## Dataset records
++++

PR #874, opened 2023-12-13
src/su.c: Fix type of variable

alejandro-colomar:
su.c:678:26: warning: format ‘%s’ expects argument of type ‘char *’, but argument 4 has type ‘const void *’ [-Wformat=]
su.c:681:44: warning: format ‘%s’ expects argument of type ‘char *’, but argument 3 has type ‘const void *’ [-Wformat=]
su.c:683:46: warning: format ‘%s’ expects argument of type ‘char *’, but argument 3 has type ‘const void *’ [-Wformat=]

Reported-by: Christian Göttsche <cgzones@googlemail.com>

### DIFF
--- a/src/su.c
+++ b/src/su.c
@@ -643,8 +643,8 @@ static /*@only@*/struct passwd * check_perms (void)
 static /*@only@*/struct passwd * do_check_perms (void)
 {
 #ifdef USE_PAM
-	const void *tmp_name;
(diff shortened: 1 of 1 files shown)


hallyn (approved):
I assume it was done like this because pam_get_item() says it expects a void**, but looks good, thanks.

PR #876, opened 2023-12-19
Day and time cleanups for shadow file entries

stoeckmann:
The first commit is about SCALE removal:
- SCALE is always DAY, so drop the definition
- With SCALE being gone, drop unneeded calculations

The other commits clean up calculations based on days per epoch and seconds per epoch. It is much easier to calculate with days (in a long) than with seconds (in a time_t) because the former is already the native encoding in shadow files and LONG_MAX exists, while TIME_T_MAX does not exist everywhere.

- Use proper casts which become relevant for 32 bit systems with 64 bit time_t, e.g. musl-based distributions
- Let `passwd` work with day precision instead of seconds since epoch to allow easier range checking
- Unify integer overflow checks in `chage`
- Add LONG_MAX range checks when working with sp_max etc.

Proof of Concept (for 64 bit systems):
1. Compile and definitely use an `sgetspent` implementation which gets long parsing right (glibc does not)
```
ac_cv_func_getspnam=no \
ac_cv_func_sgetspent=no \
CFLAGS="-fsanitize=undefined" \
./configure --without-libpam
```
2. Setup users with large shadow entries
```
# chage -m 10 user1
# chage -d 9223372036854775807 user1
```
```
# chage -M 10 user2
# chage -d 9223372036854775807 user2
```
```
# chage -M 10 user3
# chage -I 20 user3
# chage -d 9223372036854775807 user3
```
```
# chage -I 20 user4
# chage -W 1 user4
# chage -d 123 user4
# chage -M 9223372036854775807 user4
```
3. Change password as user1
```
$ passwd
../../src/passwd.c:393:6: runtime error: signed integer overflow: 9223372036854775807 * 86400 cannot be represented in type 'long int'
```
4. Run expiry as user2
```
$ expiry -c
../../lib/isexpired.c:97:28: runtime error: signed integer overflow: 9223372036854775807 + 10 cannot be represented in type 'long int'
```
5. Run expiry as user3
```
$ expiry -c
../../lib/age.c:165:25: runtime error: signed integer overflow: 9223372036854775807 + 99999 cannot be represented in type 'long int'
../../lib/isexpired.c:75:32: runtime error: signed integer overflow: 9223372036854775807 + 99999 cannot be represented in type 'long int'
```
6. Run expiry as user4
```
$ expiry -c
../../lib/age.c:165:25: runtime error: signed integer overflow: 123 + 9223372036854775807 cannot be represented in type 'long int'
../../lib/age.c:165:9: runtime error: signed integer overflow: -9223372036854775686 - 19709 cannot be represented in type 'long int'
../../lib/isexpired.c:75:32: runtime error: signed integer overflow: 123 + 9223372036854775807 cannot be represented in type 'long int'
```

The user1 password change should not be allowed because the minimum wait time since last change (in the future) is not reached yet.

As a solution I have capped these calculations at `LONG_MAX` since we are talking, even for 32 bit systems, about a time span of more than 6 million years before this capping becomes a problem. Rather... Theoretical... I hope. :)

### DIFF
--- a/lib/age.c
+++ b/lib/age.c
@@ -13,11 +13,14 @@
 #include <stdio.h>
 #include <time.h>
 #include <errno.h>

++++

## WHAT IS NEEDED
Nothing in the data may be left out. Copy all of it exactly.

## YOUR SOLUTION
PR #874, opened 2023-12-13
src/su.c: Fix type of variable

alejandro-colomar:
su.c:678:26: warning: format ‘%s’ expects argument of type ‘char *’, but argument 4 has type ‘const void *’ [-Wformat=]
su.c:681:44: warning: format ‘%s’ expects argument of type ‘char *’, but argument 3 has type ‘const void *’ [-Wformat=]
su.c:683:46: warning: format ‘%s’ expects argument of type ‘char *’, but argument 3 has type ‘const void *’ [-Wformat=]

Reported-by: Christian Göttsche <cgzones@googlemail.com>

### DIFF
--- a/src/su.c
+++ b/src/su.c
@@ -643,8 +643,8 @@ static /*@only@*/struct passwd * check_perms (void)
 static /*@only@*/struct passwd * do_check_perms (void)
 {
 #ifdef USE_PAM
-	const void *tmp_name;
(diff shortened: 1 of 1 files shown)


hallyn (approved):
I assume it was done like this because pam_get_item() says it expects a void**, but looks good, thanks.

PR #876, opened 2023-12-19
Day and time cleanups for shadow file entries

stoeckmann:
The first commit is about SCALE removal:
- SCALE is always DAY, so drop the definition
- With SCALE being gone, drop unneeded calculations

The other commits clean up calculations based on days per epoch and seconds per epoch. It is much easier to calculate with days (in a long) than with seconds (in a time_t) because the former is already the native encoding in shadow files and LONG_MAX exists, while TIME_T_MAX does not exist everywhere.

- Use proper casts which become relevant for 32 bit systems with 64 bit time_t, e.g. musl-based distributions
- Let `passwd` work with day precision instead of seconds since epoch to allow easier range checking
- Unify integer overflow checks in `chage`
- Add LONG_MAX range checks when working with sp_max etc.

Proof of Concept (for 64 bit systems):
1. Compile and definitely use an `sgetspent` implementation which gets long parsing right (glibc does not)
```
ac_cv_func_getspnam=no \
ac_cv_func_sgetspent=no \
CFLAGS="-fsanitize=undefined" \
./configure --without-libpam
```
2. Setup users with large shadow entries
```
# chage -m 10 user1
# chage -d 9223372036854775807 user1
```
```
# chage -M 10 user2
# chage -d 9223372036854775807 user2
```
```
# chage -M 10 user3
# chage -I 20 user3
# chage -d 9223372036854775807 user3
```
```
# chage -I 20 user4
# chage -W 1 user4
# chage -d 123 user4
# chage -M 9223372036854775807 user4
```
3. Change password as user1
```
$ passwd
../../src/passwd.c:393:6: runtime error: signed integer overflow: 9223372036854775807 * 86400 cannot be represented in type 'long int'
```
4. Run expiry as user2
```
$ expiry -c
../../lib/isexpired.c:97:28: runtime error: signed integer overflow: 9223372036854775807 + 10 cannot be represented in type 'long int'
```
5. Run expiry as user3
```
$ expiry -c
../../lib/age.c:165:25: runtime error: signed integer overflow: 9223372036854775807 + 99999 cannot be represented in type 'long int'
../../lib/isexpired.c:75:32: runtime error: signed integer overflow: 9223372036854775807 + 99999 cannot be represented in type 'long int'
```
6. Run expiry as user4
```
$ expiry -c
../../lib/age.c:165:25: runtime error: signed integer overflow: 123 + 9223372036854775807 cannot be represented in type 'long int'
../../lib/age.c:165:9: runtime error: signed integer overflow: -9223372036854775686 - 19709 cannot be represented in type 'long int'
../../lib/isexpired.c:75:32: runtime error: signed integer overflow: 123 + 9223372036854775807 cannot be represented in type 'long int'
```

The user1 password change should not be allowed because the minimum wait time since last change (in the future) is not reached yet.

As a solution I have capped these calculations at `LONG_MAX` since we are talking, even for 32 bit systems, about a time span of more than 6 million years before this capping becomes a problem. Rather... Theoretical... I hope. :)

### DIFF
--- a/lib/age.c
+++ b/lib/age.c
@@ -13,11 +13,14 @@
 #include <stdio.h>
 #include <time.h>
 #include <errno.h>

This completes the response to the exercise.